- _To do_: Would you find each line in the entries below with the string "https" and copy it?

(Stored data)
------------------------------

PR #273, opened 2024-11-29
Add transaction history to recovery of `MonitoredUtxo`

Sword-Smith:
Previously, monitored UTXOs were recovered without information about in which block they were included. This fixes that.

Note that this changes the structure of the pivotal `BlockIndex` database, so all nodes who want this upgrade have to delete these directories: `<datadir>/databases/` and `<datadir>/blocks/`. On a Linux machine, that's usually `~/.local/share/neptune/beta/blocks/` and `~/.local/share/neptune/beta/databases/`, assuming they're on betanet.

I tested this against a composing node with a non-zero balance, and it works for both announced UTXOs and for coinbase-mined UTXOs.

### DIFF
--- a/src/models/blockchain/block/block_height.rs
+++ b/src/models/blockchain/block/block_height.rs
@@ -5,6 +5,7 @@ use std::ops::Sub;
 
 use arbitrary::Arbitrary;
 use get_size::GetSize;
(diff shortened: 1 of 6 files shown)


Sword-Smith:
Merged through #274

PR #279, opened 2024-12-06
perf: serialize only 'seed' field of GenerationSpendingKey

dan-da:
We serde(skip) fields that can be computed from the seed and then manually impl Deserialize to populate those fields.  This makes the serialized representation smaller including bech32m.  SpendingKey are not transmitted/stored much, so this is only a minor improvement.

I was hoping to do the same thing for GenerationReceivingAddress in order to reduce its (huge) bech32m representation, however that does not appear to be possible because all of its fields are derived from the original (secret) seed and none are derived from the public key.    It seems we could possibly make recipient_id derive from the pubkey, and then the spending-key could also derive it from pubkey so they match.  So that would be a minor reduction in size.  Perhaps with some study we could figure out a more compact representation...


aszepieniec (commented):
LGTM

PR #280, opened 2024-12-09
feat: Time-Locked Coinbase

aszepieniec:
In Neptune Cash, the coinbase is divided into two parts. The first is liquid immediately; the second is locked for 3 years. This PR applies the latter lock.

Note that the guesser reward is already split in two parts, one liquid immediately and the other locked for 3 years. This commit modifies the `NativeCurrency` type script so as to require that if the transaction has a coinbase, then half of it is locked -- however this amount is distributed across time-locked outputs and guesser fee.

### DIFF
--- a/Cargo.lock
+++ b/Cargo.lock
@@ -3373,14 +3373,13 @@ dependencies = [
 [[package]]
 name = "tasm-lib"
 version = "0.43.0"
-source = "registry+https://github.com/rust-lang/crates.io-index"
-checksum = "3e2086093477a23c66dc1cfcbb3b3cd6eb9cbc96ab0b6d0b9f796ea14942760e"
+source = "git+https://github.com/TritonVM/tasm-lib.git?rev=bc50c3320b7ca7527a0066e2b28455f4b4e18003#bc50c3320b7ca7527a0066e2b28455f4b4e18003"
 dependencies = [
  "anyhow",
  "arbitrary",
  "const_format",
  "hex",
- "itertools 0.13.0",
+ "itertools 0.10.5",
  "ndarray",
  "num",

------------------------------

- _Output_:
-source = "registry+https://github.com/rust-lang/crates.io-index"
+source = "git+https://github.com/TritonVM/tasm-lib.git?rev=bc50c3320b7ca7527a0066e2b28455f4b4e18003#bc50c3320b7ca7527a0066e2b28455f4b4e18003"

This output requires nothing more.